Headache associated with illicit drug use



In general, most physicians are not familiar with headache syndromes induced by the use of illicit drugs such as cocaine, marijuana, and opioids. Some patients may develop thunderclap headache and reversible cerebral vasoconstriction syndrome. In this article, the author provides an update on the underlying pathophysiology and reviews the clinical aspects of headache syndromes induced by illicit drugs in light of the criteria presented in the International Classification of Headache Disorders, 3rd edition (ICHD-3), published in January 2018. Two papers reported the high frequency of illicit drug use in patients with cluster headache and discussed the possible mechanism for this association.

Key points

• Illicit drugs, including cocaine, methamphetamine cannabis, and opioids, can induce headache. However, acute withdrawal of opioids can also induce headache.

• The diagnostic criteria of headache induced by illicit drugs are provided in the third edition of The International Headache Classification (ICHD-3), which was published in January 2018.

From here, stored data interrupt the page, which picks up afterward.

PR #2438, opened 2025-07-07
Test for mutable-dispatch original work-dim

EwanC:
New test following on from OpenCL-Docs Issues discussion https://github.com/KhronosGroup/OpenCL-Docs/issues/1390#issuecomment-3023818903

Noting that we have no test coverage for using the original value of `work_dim` during command-buffer update. All of our current CTS testing uses `0` for the `work_dim` to signify no update from the original value, however this test explicitly uses the original value.

### DIFF
--- a/test_conformance/extensions/cl_khr_command_buffer/cl_khr_command_buffer_mutable_dispatch/mutable_command_work_dim.cpp
+++ b/test_conformance/extensions/cl_khr_command_buffer/cl_khr_command_buffer_mutable_dispatch/mutable_command_work_dim.cpp
@@ -82,14 +82,10 @@ struct MutableDispatchWorkDim : public InfoMutableCommandBufferTest
                                         __global uint *dst1,
                                         __global uint *dst2)
             {
-                size_t gid0 = get_global_id(0);
-                dst0[gid0] = get_global_size(0);
-
-                size_t gid1 = get_global_id(1);
-                dst1[gid1] = get_global_size(1);
-
-                size_t gid2 = get_global_id(2);
-                dst2[gid2] = get_global_size(2);
+                size_t gid = get_global_linear_id();
+                dst0[gid] = get_global_size(0);
+                dst1[gid] = get_global_size(1);
+                dst2[gid] = get_global_size(2);
             })";
 
         cl_int error = create_single_kernel_helper(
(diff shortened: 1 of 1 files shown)


test_conformance/extensions/cl_khr_command_buffer/cl_khr_command_buffer_mutable_dispatch/mutable_command_work_dim.cpp
```diff
@@ -0,0 +1,223 @@
...
+            {
+                size_t gid0 = get_global_id(0);
+                dst0[gid0] = get_global_size(0);
+
+                size_t gid1 = get_global_id(1);
+                dst1[gid1] = get_global_size(1);
+
+                size_t gid2 = get_global_id(2);
+                dst2[gid2] = get_global_size(2);
+            })";
```
bashbaug: This probably won't matter in practice, but strictly speaking I think there is a data race here, since multiple work-items will share the same global ID in each dimension for a 3D dispatch.

Options:
1. Convince oursleves that this doesn't matter in practice and do nothing.
2. Switch to a 1D dispatch instead, so each global ID is unique.
3. Use a linear global ID instead.

bashbaug (commented):
This is a nice and clean test.  I have one small question, see below.

test_conformance/extensions/cl_khr_command_buffer/cl_khr_command_buffer_mutable_dispatch/mutable_command_work_dim.cpp
EwanC: ah that's a great spot, I'm not sure we have any mutable-dispatch tests that are more than 1D, so that's why I though having a 3D update test would have some bonus coverage.

I considered using linear global id, but since it's a OpenCL C 2.0 function I thought that might be an unnecessary constraint on when the test. I don't like the idea of adding code when we know it's a possible data race, so I'll update this patch to use that.

bashbaug: I don't think it's worth worrying about this, but if you did want to eliminate the OpenCL C 2.0 requirement imposed by `get_global_linear_id()` then you could compute the global linear ID by hand in the kernel.

bashbaug (approved):
LGTM!

bashbaug:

• Reversible cerebral vasoconstriction syndrome manifesting as thunderclap headache was reported as a complication of the use of illicit drugs such as cocaine and cannabis.

• Cocaine- and amphetamine-induced acute severe headache may be related to a sympathomimetic effect.

• Headache is one of the symptoms in some Emergency Department patients who purposely ingest energy drinks and illicit drugs together.

• Compared with the normal population, patients with cluster headache were likely to use illicit drugs.

Historical note and terminology

Although the use of opium and its derivatives dates back to the 3rd century BC, headache caused by illicit drugs appears to be a relatively recent phenomenon, with the earliest reports dating from the mid-1980s (30; 20; 39). El-Mallakh described the appearance of migraine headaches after the abrupt discontinuation of long-term marijuana use. Satel, Gawin, Lipton and colleagues have described migraine-like headaches as also being associated with cocaine use. Neurologic complications, including headache, are rarely reported in association with ecstasy (3,4-methylenedioxymethylamphetamine, MDMA) use (05; 04).

The third edition of the International Classification of the Headache Disorders (ICHD-3) defines 4 headache syndromes related to illicit drug use; they include cocaine-induced headache, cannabis-induced headache, opioid-overuse headache, and opioid-withdrawal headache (26).